ASSIGNED TASK — Please report every line in the material below where the word "endblock" is found.

[INPUT RECORDS]

PR #8129, opened 2022-01-20
implemented coil on mozfest site

### LINKED ISSUE #8124: Implement coil web monetization on MozFest site
Since we are going/have added the web monetization message to the MozFest site, we would like to now implement web monetization through coil https://coil.com/.

More details to follow

danielfmiranda:
Closes #8124

Using https://github.com/mozilla/foundation.mozilla.org/pull/7704 for reference, it appears that we just needed to add the monetization meta tag to the mozfest-base page in order to enable it.

### DIFF
--- a/network-api/networkapi/mozfest/templates/mozfest/mozfest-base.html
+++ b/network-api/networkapi/mozfest/templates/mozfest/mozfest-base.html
@@ -2,7 +2,9 @@
 {% load wagtailcore_tags wagtailimages_tags homepage_tags card_tags wagtailmetadata_tags custom_image_tags i18n static %}
 
 
-{% block web_monetization %}{% endblock %}
+{% block web_monetization %}
+  <meta name="monetization" content="$ilp.uphold.com/aKpM9kwnGBy4">
+{% endblock %}
 
 
 {% block ga_identifier %}


network-api/networkapi/mozfest/templates/mozfest/mozfest-base.html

[/INPUT RECORDS]

COMPLETED EXERCISE —
-{% block web_monetization %}{% endblock %}
+{% endblock %}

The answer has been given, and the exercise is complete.